Happy Birthday To You Kwame Nkrumah

Kwame NkrumahKwame Nkrumah
24.09.2019 LISTEN

Not only today, or the very 21st day of September that I celebrate the Africa's greatest, Dr. Kwame Nkrumah.

Personally, alongside devotees to the revolution I lead, we wake up Nkrumah, work Nkrumah, preach Nkrumah, and sleep Nkrumah.

Nkrumah and Nkrumahism is the corner stone of the battle we've started to wage - seeking for real *FREEDOM* for Ghana and Africa.

This does not imply that the other giants in the African emancipation struggle is not recognised by myself and my disciples. We do. But, without doubt, Nkrumah and what he stood for need not be allowed a stillbirth or a premature death, as did the hero Nkrumah himself.

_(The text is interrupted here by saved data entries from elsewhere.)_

PR #3826, opened 2023-11-14
chore: add basic skeleton for contract parser

anujmaheshwari1:
**What type of PR is this?**
This PR adds a simple skeleton of what the Go binary on a self-contained VHD will look like.
It will take an input which will be a serialized JSON, deserialize it to contract struct, and generate the final bootstrap trigger script. 
Input, deserialization and templating to follow in coming PRs.

Fixes #

**Requirements**:
  
- [ ] includes documentation
- [ ] adds unit tests

**Release note**:
```
none
```


pkg/parser/parser.go
```diff
@@ -0,0 +1,33 @@
...
+	"bytes"
+	_ "embed"
+	"log"
+	"text/template"
+)
+
+var (
+	//go:embed cse_cmd.sh.gtpl
+	bootstrapTrigger         string
+	bootstrapTriggerTemplate = template.Must(template.New("triggerBootstrapScript").Parse(bootstrapTrigger)) //nolint:gochecknoglobals
```
anujmaheshwari1, line 13: the only way to use go:embed, as Karpenter does https://github.com/Azure/karpenter/blob/057ac97ff34fe57195e00ea9e8cb70148656b447/pkg/providers/imagefamily/bootstrap/aksbootstrap.go#L225 is to use global variables.

from official Golang docs:

`the variable declared with go:embed must be a package-level variable. The directive allows you to embed files or directories into your Go program during the build process, and this embedding happens at the package level.`

if there is unanimous pushback on suppressing the golint, we can go back to using the more verbose method. can also revisit this when this is closer to production.

pkg/parser/parser.go
```diff
@@ -0,0 +1,33 @@
...
+func executeBootstrapTemplate() (string, error) {
+	var buffer bytes.Buffer
+	if err := bootstrapTriggerTemplate.Execute(&buffer, nil); err != nil {
+		return "", err
+	}
+	return buffer.String(), nil
+}
+
+// this function will eventually take a pointer to the bootstrap contract struct.
+// it will then emplate out the variables into the final bootstrap trigger script.
```
cameronmeissner, line 25: typo in `emplate`

pkg/parser/parser.go
cameronmeissner, line 13:
```suggestion
       // nolint:gochecknoglobals
	bootstrapTriggerTemplate = template.Must(template.New("triggerBootstrapScript").Parse(bootstrapTrigger))
```

cameronmeissner (approved):

pkg/parser/parser.go
anujmaheshwari1: oops thanks, fixed!

Devinwong (approved):

Issue #3810, opened 2023-11-09
Not usable anymore outside MSFT or standalone project


mjudeikis:
**What happened**:

After the introduction of https://github.com/Azure/AgentBaker/pull/3792 this project is not usable outside Microsoft infrastructure. We use this project to do security scans of Azure image structure and configurations, run tests and overlay configuration for some of our BYO nodes. 

Now to build windows nodes you need access to MSFT managed identity and private packages. 

**What you expected to happen**:

Opensource stay open :) 

**How to reproduce it**:

**Anything else we need to know?**:

**Environment**:
- AgentBaker version:
- Kubernetes version (use `kubectl version`):
- OS (e.g. from /etc/os-release):
- Kernel (e.g. `uname -a`):
- Install tools:
- Others:

AbelHu:
We need to test or build windows vhds for some urgent fixes. Those URLs will be public finally so it will not block you.

mjudeikis:
The blocking now is that without MSI you can't even run builds anymore. It's required variable now to be able to run packer build.

mjudeikis:
Would something like this would work? 
https://github.com/Azure/AgentBaker/pull/3818
Use MSI only for private packages pull. This way we could run same build flow and it still works. As not despite the fact packages will be public at some point, builds are not runnable anymore as MSI identity takes over in env variables.

mjudeikis:
@junjiezhang1997  let me know if you have any questions

junjiezhang1997:
@mjudeikis Sorry for the late reply. I'm just preparing the pull request to fix it.

junjiezhang1997:
@mjudeikis I tried the method you mentioned in #3818, but our pipeline failed with error "Identity not found" when trying to download private packages with msi. Also I tried to set the default value of msi string as empty and it also failed because it's not a valid msi string. I think I need more time to find the solution. Maybe you could set the variable "AZURE_MSI_RESOURCE_STRING" in your pipeline to mitigate this issue?

mjudeikis:
I think this means we need to start using MSI for these builds as packer will try to inject this into the build VM, so this must be valid MSI. WIll need to check how hard is to re-engineer our pipelines for this. Will let you know in a day or so.

junjiezhang1997:
@mjudeikis I think #3827 could solve this issue. Could you help test my branch on your pipelines? Thanks!

mjudeikis:
Checking now

mjudeikis:
[...]

PR #3827, opened 2023-11-14
fix: move msi to be optional

junjiezhang1997:
**What type of PR is this?**
/kind fix

Move msi to be optional.
#3810 

Fixes #

**Requirements**:
  
- [ ] includes documentation
- [ ] adds unit tests

**Release note**:
```
none
```

### DIFF
--- a/vhdbuilder/packer/init-variables.sh
+++ b/vhdbuilder/packer/init-variables.sh
@@ -206,7 +206,7 @@ windows_private_packages_url=""
 
 windows_msi_resource_string=()
 if [ -n "${WINDOWS_MSI_RESOURCE_STRING}" ]; then
-	windows_msi_resource_string+=${WINDOWS_MSI_RESOURCE_STRING}
+	windows_msi_resource_string+=(${WINDOWS_MSI_RESOURCE_STRING})
 fi
 
 # shellcheck disable=SC2236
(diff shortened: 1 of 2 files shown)


mjudeikis:
Worked like a charm :)
/approve
/lgtm

vhdbuilder/packer/init-variables.sh
```diff
@@ -203,7 +203,12 @@ WINDOWS_IMAGE_URL=""
 windows_servercore_image_url=""
 windows_nanoserver_image_url=""
 windows_private_packages_url=""
-windows_msi_resource_string=${WINDOWS_MSI_RESOURCE_STRING}
+
+windows_msi_resource_string=()
```
ShiqianTao, line 207: Why an empty string is `()` instead of `""`?

junjiezhang1997: This variable is an array so the initialization is ().

junjiezhang1997: Maybe I should rename it to avoid confusion,

AbelHu: Or you can construct the array in line 209 since we only use one msi for now.

junjiezhang1997: The condition could set msi as an optional choice for creating windows vm, which could help solve the issue mentioned in pr description.

junjiezhang1997: Also rename this variable to windows_msi_resource_strings to avoid confusion.

AbelHu (approved):
LGTM. Thanks for the PR.

mjudeikis:
Thanks for the quick turnaround! OSS for the win :)

PR #6514, opened 2025-06-16
fix: refactor azure.json creation to configureAzureJson and add test coverage

cameronmeissner:
**What type of PR is this?**

fix: refactor azure.json creation to configureAzureJson and add unit test coverage

we recently caused an outage for SP users due to accidentally removing code which writes the SP secret value to the azure config file at /etc/kubernetes/azure.json - this PR refactors this logic such that we can easily have unit + e2e test coverage over this code path to prevent similar regressions in the future

Fixes #

**Requirements**:

- [ ] includes documentation
- [ ] adds unit tests

**Release note**:

```
none
```


e2e/kube.go
```diff
@@ -123,7 +123,9 @@ func (k *Kubeclient) WaitUntilPodRunning(ctx context.Context, t *testing.T, name
 			}
 		case event := <-watcher.ResultChan():
 			if event.Type != "ADDED" && event.Type != "MODIFIED" {
-				t.Logf("skipping event %s", event.Type)
+				if event.Type != "" {
```
Devinwong, line 126: nit: should we have the nil check go first? (put it before line 125?)

cameronmeissner: `event` is of type `watch.Watch` which is a struct, so there isn't any risk of a nil ptr here

Devinwong: I didn't make it clear. I mean should we have `event.Type != ""` check go first? before checking "ADDED" and "MODIFIED", though it doesn't change anything in this case.

cameronmeissner: will keep as-is for now, this was mainly to cleanup logs

PR #6524, opened 2025-06-17
feat: limit repos for mariner and use snapshot-based url for ubuntu arm during security patch

YaoC:
**What type of PR is this?**
/kind feature

These scripts are for live patching (node OS upgrade). Some repos are not related to node OS, for example: [cloud-native](https://packages.microsoft.com/cbl-mariner/2.0/prod/cloud-native/). For ubuntu, the [unattended-upgrades](https://github.com/mvo5/unattended-upgrades) has the whitelist `Unattended-Upgrade::Allowed-Origins` that only allows specific origins. So for mariner/azurelinux, let's limit the allowed repo during security patch and we will have another way to patch other components.

And for ubuntu, we also replace the arm64 URL to support snapshot-based patch.

Fixes #

**Requirements**:

- [ ] includes documentation
- [ ] adds unit tests

**Release note**:

```
none
```


parts/linux/cloud-init/artifacts/mariner/mariner-package-update.sh
```diff
@@ -3,8 +3,42 @@
 set -o nounset
 set -e
 
-# source dnf_update
-source /opt/azure/containers/provision_source_distro.sh
+dnf_update() {
```
yewmsft, line 6: How to we test this?

parts/linux/cloud-init/artifacts/ubuntu/ubuntu-snapshot-update.sh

Today, I believe, celebrating his 110th birthday, Dr. JB Danquah has paid a fraternal visit to Kwame Nkrumah on the Holy Mountain of Africa, where the departed saints assemble to examine the unfinished work our detractors forced them to leave stunted.

Not only he JB, who when living had been forced to make foes with the man whose legacy attests to it that he was ahead of his time, salutes Nkrumah on this day. There would definitely be Busia, and even Kotoka who with boldness, not fearing the Saint Nkrumah, and was bought by our enemies to try many times without success, to literally kill him.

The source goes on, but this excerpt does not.